Reproduce the opening lines of the records exactly, please, stopping after the line that contains "I chased it".

(Data records)
• • • • •

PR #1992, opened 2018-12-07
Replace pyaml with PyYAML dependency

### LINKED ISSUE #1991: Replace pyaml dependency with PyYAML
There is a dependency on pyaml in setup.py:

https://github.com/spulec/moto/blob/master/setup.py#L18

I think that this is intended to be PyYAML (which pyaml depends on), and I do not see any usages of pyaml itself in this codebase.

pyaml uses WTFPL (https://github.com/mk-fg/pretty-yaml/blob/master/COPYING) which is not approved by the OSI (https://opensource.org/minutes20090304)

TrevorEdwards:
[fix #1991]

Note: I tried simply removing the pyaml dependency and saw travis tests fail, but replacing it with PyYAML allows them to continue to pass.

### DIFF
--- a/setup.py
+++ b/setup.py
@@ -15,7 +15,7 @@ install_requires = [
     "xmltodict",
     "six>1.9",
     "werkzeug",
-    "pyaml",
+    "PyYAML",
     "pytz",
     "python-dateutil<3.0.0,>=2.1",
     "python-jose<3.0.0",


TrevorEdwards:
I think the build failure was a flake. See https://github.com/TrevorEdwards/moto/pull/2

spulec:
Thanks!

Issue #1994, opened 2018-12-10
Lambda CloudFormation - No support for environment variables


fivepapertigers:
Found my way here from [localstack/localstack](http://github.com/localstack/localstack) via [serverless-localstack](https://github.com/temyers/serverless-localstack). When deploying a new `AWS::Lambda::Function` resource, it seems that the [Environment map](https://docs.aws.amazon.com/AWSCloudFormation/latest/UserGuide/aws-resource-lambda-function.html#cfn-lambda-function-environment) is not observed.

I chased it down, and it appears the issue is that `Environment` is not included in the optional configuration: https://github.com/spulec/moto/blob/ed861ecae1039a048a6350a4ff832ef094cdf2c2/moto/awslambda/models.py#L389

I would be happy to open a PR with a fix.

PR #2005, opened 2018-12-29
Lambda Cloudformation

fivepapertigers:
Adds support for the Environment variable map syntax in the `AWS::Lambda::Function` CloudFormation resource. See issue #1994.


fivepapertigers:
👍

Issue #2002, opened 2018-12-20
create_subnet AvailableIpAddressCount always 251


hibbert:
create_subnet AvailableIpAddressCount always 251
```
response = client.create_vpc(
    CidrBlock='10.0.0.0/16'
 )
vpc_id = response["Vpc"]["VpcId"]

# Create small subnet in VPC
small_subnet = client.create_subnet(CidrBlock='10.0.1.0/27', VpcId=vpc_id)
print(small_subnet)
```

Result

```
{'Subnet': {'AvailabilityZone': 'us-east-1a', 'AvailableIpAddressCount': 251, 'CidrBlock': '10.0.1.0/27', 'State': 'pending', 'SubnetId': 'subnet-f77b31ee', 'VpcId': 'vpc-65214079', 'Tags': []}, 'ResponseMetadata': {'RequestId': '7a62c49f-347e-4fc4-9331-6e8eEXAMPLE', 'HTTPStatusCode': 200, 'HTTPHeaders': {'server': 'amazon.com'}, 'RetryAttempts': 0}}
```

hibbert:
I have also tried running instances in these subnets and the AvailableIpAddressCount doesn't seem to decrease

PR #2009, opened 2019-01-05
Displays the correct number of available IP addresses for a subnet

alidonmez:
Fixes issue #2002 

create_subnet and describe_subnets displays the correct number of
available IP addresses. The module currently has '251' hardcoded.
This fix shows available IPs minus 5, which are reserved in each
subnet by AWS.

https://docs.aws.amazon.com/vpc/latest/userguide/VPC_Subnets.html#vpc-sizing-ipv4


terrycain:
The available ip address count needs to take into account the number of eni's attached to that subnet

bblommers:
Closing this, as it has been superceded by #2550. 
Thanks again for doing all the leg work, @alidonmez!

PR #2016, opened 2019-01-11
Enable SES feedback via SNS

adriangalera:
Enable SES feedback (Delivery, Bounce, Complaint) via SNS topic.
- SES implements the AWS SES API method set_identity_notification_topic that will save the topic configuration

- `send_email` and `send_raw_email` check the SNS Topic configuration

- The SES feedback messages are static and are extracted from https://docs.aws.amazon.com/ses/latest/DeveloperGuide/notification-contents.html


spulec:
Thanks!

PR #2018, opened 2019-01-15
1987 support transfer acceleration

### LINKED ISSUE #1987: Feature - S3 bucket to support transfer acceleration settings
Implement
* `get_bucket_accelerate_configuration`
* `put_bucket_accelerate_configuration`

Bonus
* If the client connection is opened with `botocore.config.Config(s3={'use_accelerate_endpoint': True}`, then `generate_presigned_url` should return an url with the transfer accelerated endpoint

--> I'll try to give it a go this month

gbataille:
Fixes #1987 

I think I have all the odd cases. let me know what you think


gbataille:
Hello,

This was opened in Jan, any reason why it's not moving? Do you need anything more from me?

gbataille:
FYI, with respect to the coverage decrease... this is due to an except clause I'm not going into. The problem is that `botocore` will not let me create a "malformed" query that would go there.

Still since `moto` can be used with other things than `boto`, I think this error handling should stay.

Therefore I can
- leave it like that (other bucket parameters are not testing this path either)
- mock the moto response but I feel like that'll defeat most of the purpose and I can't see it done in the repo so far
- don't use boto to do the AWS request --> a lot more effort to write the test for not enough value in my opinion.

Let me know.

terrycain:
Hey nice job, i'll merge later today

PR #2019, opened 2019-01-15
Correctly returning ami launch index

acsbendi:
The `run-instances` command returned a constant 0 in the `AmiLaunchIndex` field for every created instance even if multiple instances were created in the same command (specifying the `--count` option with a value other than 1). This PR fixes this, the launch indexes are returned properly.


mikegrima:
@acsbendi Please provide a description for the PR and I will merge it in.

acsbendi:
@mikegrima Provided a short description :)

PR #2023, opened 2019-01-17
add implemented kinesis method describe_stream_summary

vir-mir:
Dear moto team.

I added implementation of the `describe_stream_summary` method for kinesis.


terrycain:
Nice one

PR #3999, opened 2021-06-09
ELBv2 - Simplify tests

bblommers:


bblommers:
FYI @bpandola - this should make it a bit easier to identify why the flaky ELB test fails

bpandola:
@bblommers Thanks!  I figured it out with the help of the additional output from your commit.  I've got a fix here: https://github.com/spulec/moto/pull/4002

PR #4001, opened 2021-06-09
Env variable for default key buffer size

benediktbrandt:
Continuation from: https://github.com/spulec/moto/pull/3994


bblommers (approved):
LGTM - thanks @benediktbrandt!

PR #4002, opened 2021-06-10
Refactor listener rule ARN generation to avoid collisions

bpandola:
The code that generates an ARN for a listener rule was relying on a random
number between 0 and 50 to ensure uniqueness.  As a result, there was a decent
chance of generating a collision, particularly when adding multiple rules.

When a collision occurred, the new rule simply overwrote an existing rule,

• • • • •

**RESULT OF THIS EXERCISE**
PR #1992, opened 2018-12-07
Replace pyaml with PyYAML dependency

### LINKED ISSUE #1991: Replace pyaml dependency with PyYAML
There is a dependency on pyaml in setup.py:

https://github.com/spulec/moto/blob/master/setup.py#L18

I think that this is intended to be PyYAML (which pyaml depends on), and I do not see any usages of pyaml itself in this codebase.

pyaml uses WTFPL (https://github.com/mk-fg/pretty-yaml/blob/master/COPYING) which is not approved by the OSI (https://opensource.org/minutes20090304)

TrevorEdwards:
[fix #1991]

Note: I tried simply removing the pyaml dependency and saw travis tests fail, but replacing it with PyYAML allows them to continue to pass.

### DIFF
--- a/setup.py
+++ b/setup.py
@@ -15,7 +15,7 @@ install_requires = [
     "xmltodict",
     "six>1.9",
     "werkzeug",
-    "pyaml",
+    "PyYAML",
     "pytz",
     "python-dateutil<3.0.0,>=2.1",
     "python-jose<3.0.0",


TrevorEdwards:
I think the build failure was a flake. See https://github.com/TrevorEdwards/moto/pull/2

spulec:
Thanks!

Issue #1994, opened 2018-12-10
Lambda CloudFormation - No support for environment variables


fivepapertigers:
Found my way here from [localstack/localstack](http://github.com/localstack/localstack) via [serverless-localstack](https://github.com/temyers/serverless-localstack). When deploying a new `AWS::Lambda::Function` resource, it seems that the [Environment map](https://docs.aws.amazon.com/AWSCloudFormation/latest/UserGuide/aws-resource-lambda-function.html#cfn-lambda-function-environment) is not observed.

I chased it down, and it appears the issue is that `Environment` is not included in the optional configuration: https://github.com/spulec/moto/blob/ed861ecae1039a048a6350a4ff832ef094cdf2c2/moto/awslambda/models.py#L389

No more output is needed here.